Дверь за Мишей закрылась еле слышно. Лиза медленно подошла к окну, сдвигая в сторону тонкий тюль, закрывавший вид на улицу. Случайно или так и было задумано, но окна её комнат выходили на лес и петляющую среди сухих зарослей рогоза сизую, исходящую паром Перыницу. Где-то там пряталась берегиня, стихия воздуха. Она отказывалась показываться Михаилу и помогавшим ему в поисках мальчишкам-колдунам. Она избегала их, понять бы еще, почему. Лиза же тогда в сентябре слышала её песню на берегу Перыницы. Берегиня была там тогда. Почему она не идет к Мишке? Или дело именно в том, что Мише она показываться не хочет? Обижена на него за обряд с кровью? Так не он же его проводил… Хотя леший не раз говорил, что стихии — не люди, их логика совсем иная.

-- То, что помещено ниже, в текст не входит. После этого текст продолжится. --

PR #202, opened 2024-08-05
validator: check entry type through substring matching

### LINKED ISSUE #130: Validator is so strict with changelog
The validator is expecting a header with an exact match with the entry-type, while the generate-yaml isn't.
We should have a similar logic.

roobre:
Markdown validator tripped on me when using `Enhancements` (plural). As the `render` action outputs it in plural form, it only makes sense for the validator to also accept it in plural form.

Closes #130


kang-makes (approved):
Thanks for taking care of this :D

PR #2503, opened 2023-07-19
Move medplum-nextjs-demo to examples folder

jamestouri:
https://github.com/medplum/medplum/issues/2509


examples/medplum-nextjs-demo/package.json
```diff
@@ -0,0 +1,35 @@
...
+  "scripts": {
+    "dev": "next dev",
+    "build": "next build",
+    "start": "next start",
+    "lint": "next lint"
+  },
+  "dependencies": {
+    "@emotion/react": "11.11.1",
+    "@emotion/server": "11.11.0",
+    "@mantine/core": "6.0.17",
```
codyebberson, line 15: `@mantine` dependences in `packages/app` and `packages/react` are all on `6.0.16` - can we align for now?  We'll upgrade them all at once in the next dependency upgrade.

examples/medplum-nextjs-demo/package.json
```diff
@@ -0,0 +1,35 @@
...
+    "@mantine/hooks": "6.0.17",
+    "@mantine/next": "6.0.17",
+    "@mantine/notifications": "6.0.17",
+    "@medplum/core": "2.0.26",
+    "@medplum/react": "2.0.26",
+    "@tabler/icons": "2.26.0",
```
codyebberson, line 21: Not sure if this is correct?  When `@tabler/icons` went from v1 to v2, the package name changed to `@tabler/icons-react`.

Our other packages are on `"@tabler/icons-react": "2.25.0",`

codyebberson (commented):
See comments on dependency versions.  Otherwise lgtm 👍

examples/medplum-nextjs-demo/package.json
jamestouri: That's odd, definitely not correct. It didn't show an error when I ran `npm run build` and `npm run dev`. I ended up removing it and it still runs just fine, maybe we don't need that dependency? Let me know otherwise and I'll put it back.

codyebberson: Oh, heh, whoops.  I bet that's just a copy/paste error from the initial setup.  My bad!  Thanks for cleaning it up!

codyebberson (approved):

Лиза устало опустилась в кресло, стоявшее у окна. Даже после Мишиного лечения в больнице — он всех заставил выпить своей крови, — клонило в сон.

Трещало уютно пламя в камине, за окном шумел сосновый лес, небо кипело яркой, чистой, словно вымытой с мылом лазурью — все же того, что Миша сильный погодник, у него не отнять. Если берегиня получит свободу, то что станет с его умениями?

По коридору с воплями восторга пронеслись Петя и Егорка — кажется, они помчались гулять. До Лизы донеслись отголоски эфирных возмущений — Алексей не стеснялся, восьмой уровень явно выдал, намораживая горки. И снова стало тихо и покойно.

Горничная принесла чай с рябиновым, горько-сладким вареньем, горкой пряников и свежих булочек с маслом. До обеда, который они пропустили в Суходольске, тут в Волчанске еще далеко. Тут до сих пор живут иначе, словно князь и княгиня Волковы еще живы.

Невыносимо клонило в сон. Ей не чай, а кофе бы выпить. В ушах незатейливо звучала песенка берегини, долгая, тягучая, полная тоски. Она словно звала Лизу куда-то, как тогда в сентябре, хотя слов совсем не разобрать. Веки то и дело сами опускались, тяжелые, как гири. Только стоило закрыть глаза, как перед глазами вновь летели комья земли в разверстый зев могилы, шумел ночной опасный для потерявшегося ребенка лес, и снова Лиза, с сердцем заходящимся от страха, искала и не находила Петю. Она знала, где его искать — на берегу Идольменя, но именно туда ей дороги не было. Все вело её во сне к ненужной Перынице. Иногда она даже находила вместо Пети Наташу и тут же выныривала из дремы.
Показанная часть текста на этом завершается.